• _Activity_
Scan the entries below. Report each line where the string "that" occurs.

++++ Material for this exercise

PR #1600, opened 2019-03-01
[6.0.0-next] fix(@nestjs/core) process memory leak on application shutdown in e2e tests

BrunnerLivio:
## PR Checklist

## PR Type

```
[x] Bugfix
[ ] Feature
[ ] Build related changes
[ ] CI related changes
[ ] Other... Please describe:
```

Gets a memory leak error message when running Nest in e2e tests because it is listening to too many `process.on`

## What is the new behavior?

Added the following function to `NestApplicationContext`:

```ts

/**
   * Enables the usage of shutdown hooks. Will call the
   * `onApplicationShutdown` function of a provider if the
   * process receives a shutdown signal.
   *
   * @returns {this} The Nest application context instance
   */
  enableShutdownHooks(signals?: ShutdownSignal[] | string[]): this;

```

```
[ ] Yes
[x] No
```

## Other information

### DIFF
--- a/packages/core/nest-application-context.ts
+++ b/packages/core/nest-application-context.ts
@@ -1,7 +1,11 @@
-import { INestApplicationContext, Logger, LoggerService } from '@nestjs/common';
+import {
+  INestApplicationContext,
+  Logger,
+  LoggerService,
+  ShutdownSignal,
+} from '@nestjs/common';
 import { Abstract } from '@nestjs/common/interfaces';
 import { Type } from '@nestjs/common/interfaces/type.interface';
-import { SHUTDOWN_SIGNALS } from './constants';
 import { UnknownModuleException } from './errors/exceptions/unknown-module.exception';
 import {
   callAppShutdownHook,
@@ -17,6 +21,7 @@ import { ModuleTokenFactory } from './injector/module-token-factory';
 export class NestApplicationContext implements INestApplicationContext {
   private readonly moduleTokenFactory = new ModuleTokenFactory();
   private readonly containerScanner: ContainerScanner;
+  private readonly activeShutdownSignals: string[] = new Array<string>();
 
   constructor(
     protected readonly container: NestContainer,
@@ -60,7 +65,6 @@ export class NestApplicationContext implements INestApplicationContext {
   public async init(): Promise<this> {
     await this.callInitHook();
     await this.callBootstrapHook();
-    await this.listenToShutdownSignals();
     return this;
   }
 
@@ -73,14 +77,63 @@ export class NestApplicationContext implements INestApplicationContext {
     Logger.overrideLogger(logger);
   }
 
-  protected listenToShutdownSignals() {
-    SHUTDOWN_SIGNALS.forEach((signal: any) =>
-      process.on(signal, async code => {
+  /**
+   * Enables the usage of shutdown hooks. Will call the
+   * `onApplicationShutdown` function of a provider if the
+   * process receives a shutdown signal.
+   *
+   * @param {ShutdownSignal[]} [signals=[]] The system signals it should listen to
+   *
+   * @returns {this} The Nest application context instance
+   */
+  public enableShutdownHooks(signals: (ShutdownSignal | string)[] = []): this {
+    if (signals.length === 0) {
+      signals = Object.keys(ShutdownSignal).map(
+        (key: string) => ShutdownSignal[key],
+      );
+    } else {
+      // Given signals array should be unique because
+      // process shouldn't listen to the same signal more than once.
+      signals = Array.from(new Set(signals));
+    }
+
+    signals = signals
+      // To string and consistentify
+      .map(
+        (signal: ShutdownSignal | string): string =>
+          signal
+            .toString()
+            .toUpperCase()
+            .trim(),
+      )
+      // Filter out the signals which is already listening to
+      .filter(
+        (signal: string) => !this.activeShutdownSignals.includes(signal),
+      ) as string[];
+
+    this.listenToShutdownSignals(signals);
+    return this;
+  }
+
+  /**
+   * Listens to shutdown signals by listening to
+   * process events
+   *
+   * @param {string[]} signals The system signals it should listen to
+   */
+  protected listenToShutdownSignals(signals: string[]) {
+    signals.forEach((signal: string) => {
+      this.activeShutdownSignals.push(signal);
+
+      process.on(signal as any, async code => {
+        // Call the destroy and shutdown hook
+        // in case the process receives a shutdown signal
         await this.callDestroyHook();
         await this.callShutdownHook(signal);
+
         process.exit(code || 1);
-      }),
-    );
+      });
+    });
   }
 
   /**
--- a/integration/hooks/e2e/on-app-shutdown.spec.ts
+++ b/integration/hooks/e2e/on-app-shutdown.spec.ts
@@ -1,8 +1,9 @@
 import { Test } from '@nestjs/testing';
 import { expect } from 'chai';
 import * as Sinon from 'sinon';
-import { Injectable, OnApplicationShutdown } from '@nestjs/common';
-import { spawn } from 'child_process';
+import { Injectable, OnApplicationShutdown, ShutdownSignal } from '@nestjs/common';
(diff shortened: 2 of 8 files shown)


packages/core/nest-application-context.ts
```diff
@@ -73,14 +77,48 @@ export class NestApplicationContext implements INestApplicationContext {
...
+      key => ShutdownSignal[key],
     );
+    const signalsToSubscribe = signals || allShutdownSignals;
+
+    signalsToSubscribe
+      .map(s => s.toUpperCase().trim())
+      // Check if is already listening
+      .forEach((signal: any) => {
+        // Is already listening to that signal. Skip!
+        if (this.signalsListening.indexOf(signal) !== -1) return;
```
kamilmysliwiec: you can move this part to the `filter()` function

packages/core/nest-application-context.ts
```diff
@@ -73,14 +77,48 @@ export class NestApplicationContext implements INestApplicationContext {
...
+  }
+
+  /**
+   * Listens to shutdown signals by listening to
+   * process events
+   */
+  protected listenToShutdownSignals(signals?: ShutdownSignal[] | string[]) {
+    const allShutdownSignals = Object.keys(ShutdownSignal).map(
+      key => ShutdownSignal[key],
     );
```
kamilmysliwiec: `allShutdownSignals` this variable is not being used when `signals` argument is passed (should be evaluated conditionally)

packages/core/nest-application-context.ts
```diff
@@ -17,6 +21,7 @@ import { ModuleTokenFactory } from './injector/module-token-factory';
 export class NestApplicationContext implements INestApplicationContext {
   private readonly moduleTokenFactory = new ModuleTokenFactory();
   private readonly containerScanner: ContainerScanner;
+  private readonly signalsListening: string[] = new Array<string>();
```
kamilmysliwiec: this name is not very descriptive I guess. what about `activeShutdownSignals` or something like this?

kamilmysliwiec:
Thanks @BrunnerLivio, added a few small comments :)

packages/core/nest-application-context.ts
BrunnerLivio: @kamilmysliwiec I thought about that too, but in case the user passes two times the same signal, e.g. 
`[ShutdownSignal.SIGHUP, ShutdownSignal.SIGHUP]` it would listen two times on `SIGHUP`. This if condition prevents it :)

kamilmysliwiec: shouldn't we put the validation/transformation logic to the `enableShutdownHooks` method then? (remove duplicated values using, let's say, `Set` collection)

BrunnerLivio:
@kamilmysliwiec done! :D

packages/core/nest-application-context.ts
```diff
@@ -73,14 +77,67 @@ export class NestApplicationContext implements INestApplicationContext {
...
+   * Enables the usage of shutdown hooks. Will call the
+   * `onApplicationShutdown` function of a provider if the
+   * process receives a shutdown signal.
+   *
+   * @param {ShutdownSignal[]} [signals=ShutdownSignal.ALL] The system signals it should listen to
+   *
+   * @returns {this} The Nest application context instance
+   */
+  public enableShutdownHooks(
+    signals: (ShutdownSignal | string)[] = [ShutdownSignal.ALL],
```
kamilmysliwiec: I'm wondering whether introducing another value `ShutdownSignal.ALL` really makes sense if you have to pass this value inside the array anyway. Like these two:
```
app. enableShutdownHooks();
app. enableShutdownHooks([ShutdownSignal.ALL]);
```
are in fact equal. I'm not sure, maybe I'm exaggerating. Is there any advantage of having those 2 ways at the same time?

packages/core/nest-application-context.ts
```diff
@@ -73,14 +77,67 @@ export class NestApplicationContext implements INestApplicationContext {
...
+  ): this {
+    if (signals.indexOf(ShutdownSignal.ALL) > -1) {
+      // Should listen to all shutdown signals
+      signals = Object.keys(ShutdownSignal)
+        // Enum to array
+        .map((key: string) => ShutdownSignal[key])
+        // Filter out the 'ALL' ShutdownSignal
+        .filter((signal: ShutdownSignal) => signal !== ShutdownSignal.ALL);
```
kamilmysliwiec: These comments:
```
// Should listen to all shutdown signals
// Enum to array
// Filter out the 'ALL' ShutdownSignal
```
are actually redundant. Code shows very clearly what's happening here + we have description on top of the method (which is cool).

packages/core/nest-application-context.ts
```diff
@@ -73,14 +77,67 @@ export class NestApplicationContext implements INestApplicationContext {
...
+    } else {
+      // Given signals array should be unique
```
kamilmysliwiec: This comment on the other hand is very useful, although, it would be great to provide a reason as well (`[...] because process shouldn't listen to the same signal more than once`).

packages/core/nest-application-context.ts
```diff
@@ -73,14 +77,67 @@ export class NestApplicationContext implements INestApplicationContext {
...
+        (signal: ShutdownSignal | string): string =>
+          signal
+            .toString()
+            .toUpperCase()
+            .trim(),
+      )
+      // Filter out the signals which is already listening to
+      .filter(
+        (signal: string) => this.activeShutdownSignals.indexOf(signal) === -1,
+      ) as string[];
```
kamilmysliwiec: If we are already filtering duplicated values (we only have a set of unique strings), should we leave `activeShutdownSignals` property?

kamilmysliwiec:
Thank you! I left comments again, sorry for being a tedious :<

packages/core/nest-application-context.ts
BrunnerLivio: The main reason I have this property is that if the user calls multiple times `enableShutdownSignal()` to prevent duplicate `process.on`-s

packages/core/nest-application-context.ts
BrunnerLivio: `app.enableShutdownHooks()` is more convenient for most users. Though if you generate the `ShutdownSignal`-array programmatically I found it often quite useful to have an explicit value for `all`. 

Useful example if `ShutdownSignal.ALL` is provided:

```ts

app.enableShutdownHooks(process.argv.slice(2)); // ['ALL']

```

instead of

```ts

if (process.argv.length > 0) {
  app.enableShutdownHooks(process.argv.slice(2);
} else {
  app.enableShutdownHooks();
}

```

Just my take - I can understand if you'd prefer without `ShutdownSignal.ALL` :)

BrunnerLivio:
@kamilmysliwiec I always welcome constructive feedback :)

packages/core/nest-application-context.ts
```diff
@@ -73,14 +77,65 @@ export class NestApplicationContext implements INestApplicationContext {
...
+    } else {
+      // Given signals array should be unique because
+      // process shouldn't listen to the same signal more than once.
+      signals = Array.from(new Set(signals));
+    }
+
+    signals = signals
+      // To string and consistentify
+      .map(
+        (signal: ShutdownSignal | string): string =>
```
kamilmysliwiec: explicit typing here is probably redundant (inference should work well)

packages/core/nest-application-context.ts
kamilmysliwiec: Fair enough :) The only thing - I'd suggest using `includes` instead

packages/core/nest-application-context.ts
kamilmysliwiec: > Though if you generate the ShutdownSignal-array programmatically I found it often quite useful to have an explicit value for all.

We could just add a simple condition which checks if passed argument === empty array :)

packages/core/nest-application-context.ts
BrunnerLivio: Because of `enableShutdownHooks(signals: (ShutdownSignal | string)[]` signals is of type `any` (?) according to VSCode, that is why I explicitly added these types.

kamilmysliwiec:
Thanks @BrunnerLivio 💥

++++++++

• _Task answer_
+        // Is already listening to that signal. Skip!
BrunnerLivio: @kamilmysliwiec I thought about that too, but in case the user passes two times the same signal, e.g. 
BrunnerLivio: The main reason I have this property is that if the user calls multiple times `enableShutdownSignal()` to prevent duplicate `process.on`-s
BrunnerLivio: Because of `enableShutdownHooks(signals: (ShutdownSignal | string)[]` signals is of type `any` (?) according to VSCode, that is why I explicitly added these types.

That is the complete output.